About this exercise -
Draw out every line with the word "will" from the listing below.

Data for the task -
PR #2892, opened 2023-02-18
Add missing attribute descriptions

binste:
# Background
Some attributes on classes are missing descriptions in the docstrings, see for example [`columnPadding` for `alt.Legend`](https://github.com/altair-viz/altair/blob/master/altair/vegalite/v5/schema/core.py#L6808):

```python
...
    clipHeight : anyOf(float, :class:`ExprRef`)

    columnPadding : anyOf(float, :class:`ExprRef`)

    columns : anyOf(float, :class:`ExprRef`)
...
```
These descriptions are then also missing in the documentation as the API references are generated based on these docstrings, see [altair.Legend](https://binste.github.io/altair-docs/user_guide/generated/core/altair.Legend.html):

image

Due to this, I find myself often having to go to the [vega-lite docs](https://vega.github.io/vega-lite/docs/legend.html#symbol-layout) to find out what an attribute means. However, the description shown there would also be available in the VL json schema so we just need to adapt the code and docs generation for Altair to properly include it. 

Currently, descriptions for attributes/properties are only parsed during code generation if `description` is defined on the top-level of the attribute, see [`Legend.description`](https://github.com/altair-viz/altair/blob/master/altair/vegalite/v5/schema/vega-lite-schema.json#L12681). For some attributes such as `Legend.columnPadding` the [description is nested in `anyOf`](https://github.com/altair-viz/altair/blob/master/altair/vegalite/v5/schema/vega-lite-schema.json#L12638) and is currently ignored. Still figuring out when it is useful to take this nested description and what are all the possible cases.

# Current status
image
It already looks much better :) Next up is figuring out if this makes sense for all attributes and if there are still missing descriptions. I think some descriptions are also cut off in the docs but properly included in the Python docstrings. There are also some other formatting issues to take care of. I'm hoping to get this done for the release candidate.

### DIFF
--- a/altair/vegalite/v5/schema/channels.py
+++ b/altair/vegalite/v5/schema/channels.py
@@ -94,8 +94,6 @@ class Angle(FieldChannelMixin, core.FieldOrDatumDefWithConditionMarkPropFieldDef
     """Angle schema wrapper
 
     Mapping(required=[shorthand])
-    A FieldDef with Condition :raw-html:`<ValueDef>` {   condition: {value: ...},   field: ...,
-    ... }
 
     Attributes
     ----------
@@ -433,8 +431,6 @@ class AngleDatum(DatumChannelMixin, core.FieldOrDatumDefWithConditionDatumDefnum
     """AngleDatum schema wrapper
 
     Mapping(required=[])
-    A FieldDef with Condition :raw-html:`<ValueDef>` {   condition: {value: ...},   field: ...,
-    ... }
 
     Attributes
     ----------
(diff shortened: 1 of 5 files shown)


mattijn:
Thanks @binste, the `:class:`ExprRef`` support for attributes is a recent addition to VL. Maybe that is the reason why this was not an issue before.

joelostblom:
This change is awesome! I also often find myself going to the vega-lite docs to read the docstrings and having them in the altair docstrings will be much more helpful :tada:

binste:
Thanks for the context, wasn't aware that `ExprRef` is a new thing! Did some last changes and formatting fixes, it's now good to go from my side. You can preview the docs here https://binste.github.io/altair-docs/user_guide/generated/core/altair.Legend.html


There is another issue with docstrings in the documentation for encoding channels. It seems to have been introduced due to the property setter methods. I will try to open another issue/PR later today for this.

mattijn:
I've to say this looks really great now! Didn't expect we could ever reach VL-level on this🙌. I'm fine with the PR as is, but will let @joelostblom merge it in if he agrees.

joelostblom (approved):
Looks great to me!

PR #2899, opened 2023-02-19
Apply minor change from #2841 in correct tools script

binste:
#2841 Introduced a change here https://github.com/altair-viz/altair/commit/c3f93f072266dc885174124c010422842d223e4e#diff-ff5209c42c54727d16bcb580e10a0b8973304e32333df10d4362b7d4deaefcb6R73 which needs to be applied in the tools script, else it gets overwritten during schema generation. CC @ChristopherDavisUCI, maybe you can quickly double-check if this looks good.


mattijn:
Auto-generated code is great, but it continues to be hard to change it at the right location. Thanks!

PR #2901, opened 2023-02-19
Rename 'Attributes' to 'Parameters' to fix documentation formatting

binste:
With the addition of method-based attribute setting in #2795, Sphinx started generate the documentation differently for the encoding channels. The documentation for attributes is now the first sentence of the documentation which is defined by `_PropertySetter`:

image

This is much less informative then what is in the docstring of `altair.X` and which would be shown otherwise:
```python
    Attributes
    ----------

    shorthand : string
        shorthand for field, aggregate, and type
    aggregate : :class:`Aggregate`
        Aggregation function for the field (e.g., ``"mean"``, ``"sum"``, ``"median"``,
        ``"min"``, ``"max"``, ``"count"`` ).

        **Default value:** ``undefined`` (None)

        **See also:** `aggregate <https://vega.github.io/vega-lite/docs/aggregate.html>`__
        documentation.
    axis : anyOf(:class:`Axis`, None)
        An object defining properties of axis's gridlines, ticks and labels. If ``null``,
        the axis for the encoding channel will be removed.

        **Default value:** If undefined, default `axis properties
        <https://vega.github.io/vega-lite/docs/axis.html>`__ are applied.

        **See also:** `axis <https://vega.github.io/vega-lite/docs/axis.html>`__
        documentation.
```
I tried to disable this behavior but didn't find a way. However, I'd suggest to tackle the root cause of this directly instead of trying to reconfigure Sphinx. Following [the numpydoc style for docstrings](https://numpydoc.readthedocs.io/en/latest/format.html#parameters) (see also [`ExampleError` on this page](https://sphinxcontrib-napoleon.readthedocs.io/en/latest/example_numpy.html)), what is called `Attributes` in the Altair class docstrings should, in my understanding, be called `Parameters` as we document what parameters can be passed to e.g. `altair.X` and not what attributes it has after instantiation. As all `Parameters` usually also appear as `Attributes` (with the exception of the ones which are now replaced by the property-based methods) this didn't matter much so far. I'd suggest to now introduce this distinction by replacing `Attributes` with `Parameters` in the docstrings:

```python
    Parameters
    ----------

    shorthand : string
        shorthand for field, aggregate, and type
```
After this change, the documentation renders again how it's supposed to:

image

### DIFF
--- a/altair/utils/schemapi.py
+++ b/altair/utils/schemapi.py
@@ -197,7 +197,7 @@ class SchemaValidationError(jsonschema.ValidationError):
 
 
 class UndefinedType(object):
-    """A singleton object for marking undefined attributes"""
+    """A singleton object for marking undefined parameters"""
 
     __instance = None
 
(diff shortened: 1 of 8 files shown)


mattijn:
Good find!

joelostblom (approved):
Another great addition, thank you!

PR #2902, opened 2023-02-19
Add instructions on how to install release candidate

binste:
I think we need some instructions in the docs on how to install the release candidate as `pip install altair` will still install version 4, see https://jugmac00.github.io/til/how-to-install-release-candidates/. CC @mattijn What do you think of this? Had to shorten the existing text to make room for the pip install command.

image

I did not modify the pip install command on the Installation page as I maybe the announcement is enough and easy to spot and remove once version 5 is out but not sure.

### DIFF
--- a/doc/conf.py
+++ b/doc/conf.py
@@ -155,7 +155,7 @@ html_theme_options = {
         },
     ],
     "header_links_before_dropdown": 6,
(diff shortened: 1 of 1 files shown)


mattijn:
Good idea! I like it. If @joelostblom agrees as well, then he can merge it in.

Solution -
This change is awesome! I also often find myself going to the vega-lite docs to read the docstrings and having them in the altair docstrings will be much more helpful :tada:
There is another issue with docstrings in the documentation for encoding channels. It seems to have been introduced due to the property setter methods. I will try to open another issue/PR later today for this.
I've to say this looks really great now! Didn't expect we could ever reach VL-level on this🙌. I'm fine with the PR as is, but will let @joelostblom merge it in if he agrees.
        the axis for the encoding channel will be removed.
I think we need some instructions in the docs on how to install the release candidate as `pip install altair` will still install version 4, see https://jugmac00.github.io/til/how-to-install-release-candidates/. CC @mattijn What do you think of this? Had to shorten the existing text to make room for the pip install command.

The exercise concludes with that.